Educatore instancabile e sacerdote esemplare, Don Pino Puglisi, dal 1990 parroco a Brancaccio, quartiere di Palermo, dedica la sua attività sacerdotale ai giovani, impegnandosi a sottrarli dalla strada e dalla criminalità.
La sua missione è un modello concreto di connubio tra messaggio evangelico e vita cittadina, tra valori religiosi e valori civili della giustizia e della legalità, nonché testimonianza viva di lotta alla malavita organizzata. Padre Puglisi mostra che la battaglia più grande contro la mafia si combatte per le vie dei quartieri dove l’assenza di speranza condanna i più piccoli a un’esistenza priva di bellezza e di libertà di sognare.

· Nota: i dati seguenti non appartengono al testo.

PR #446, opened 2020-08-05
Fix regex validation in Product type for fields that specify USD

miguelsorianod:
The original regular expression, that I understand was intended to validate a floating point number with optionally two decimal numbers exactly was not validating that specification.

This PR fixes the regular expression to validate it.

This applies to pricePerUnit, setupFee and costMonth fields

### DIFF
--- a/deploy/crds/capabilities.3scale.net_products_crd.yaml
+++ b/deploy/crds/capabilities.3scale.net_products_crd.yaml
@@ -42,7 +42,7 @@ spec:
                     type: boolean
                   costMonth:
                     description: Cost per Month (USD)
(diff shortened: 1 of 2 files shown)


miguelsorianod:
With the new regex the following values specified in costMonth (and also for the other fixed fields) have the following validation results:

```
"25.34" -> validation pass
"2" -> validation pass
"0.43" -> validation pass
"2.3" -> validation failure
"28.342" -> validation failure
"25a34" -> validation failure
"ab.cd" -> validation failure
"2.cd" -> validation failure
"ab.34 -> validation failure
```

eguzki (approved):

Con il suo impegno diventa un faro per ragazze e ragazzi che, grazie a lui, recuperano nella Fede la possibilità di un presente e di un futuro diversi. Per queste ragioni viene ucciso da Cosa Nostra il 15 settembre 1993, nel giorno del suo 56esimo compleanno: è il primo martire della Chiesa ucciso dalla mafia.
Fino a quel momento i giornali non si erano quasi mai occupati di lui: non sbandierava con interviste o marce la sua antimafia. Ma dopo l’agguato mafioso, apparve a tutti evidente che il lavoro educativo svolto dal parroco di Brancaccio era la più grande minaccia alla mafia e una grande opportunità per i ragazzi delle periferie.
Per il suo instancabile impegno a testimoniare il Vangelo nelle periferie fino al dono della vita il 25 maggio 2013 viene proclamato beato. Nel 2014 lo scrittore Alessandro D’Avenia dedica al sacerdote-docente conosciuto durante il liceo il libro “Ciò che inferno non è”, consacrando anche alla letteratura la testimonianza di Don Pino Puglisi.